Problem description:
Work out how many lines of this material hold the word "issue". Write only that number.
════
PR #254, opened 2024-11-04
fix(types): allow resolving empty response from blink.cmd.Source

mikavilpas:
Right now it looks like the code does nil checks perfectly, and there is no actual issue in resolving a nil value. However, the types still specify that a response must always be present.


mikavilpas:
As far as I can tell, a nil value is lifted into a completion response here https://github.com/mikavilpas/blink.cmp/blob/a09fd76b289e390b48f7ea03469170d1fe52463d/lua/blink/cmp/sources/lib/provider/init.lua?plain=1#L76

PR #265, opened 2024-11-05
fix: completion label details containing newline characters

unknown:
Just as [labels can return newlines](https://github.com/Saghen/blink.cmp/blob/v0.5.1/lua/blink/cmp/windows/autocomplete.lua#L326-L328), so too can label details.


Saghen:
Thanks!

PR #266, opened 2024-11-05
fix: check if source is in `enabled_providers` before calling source:enabled

stefanboca:
This avoids calling source:enabled if the source is not enabled, reducing the possibility for misconfigured, disabled providers to cause problems.

I ran into this issue in `blink.compat` when I removed a proxied provider from `enabled_providers` and removed its plugin, but left its provider config in the `providers` table.


Saghen:
Makes sense, thanks! P.S. awesome work on the .compat module :)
════
Expected answer:
2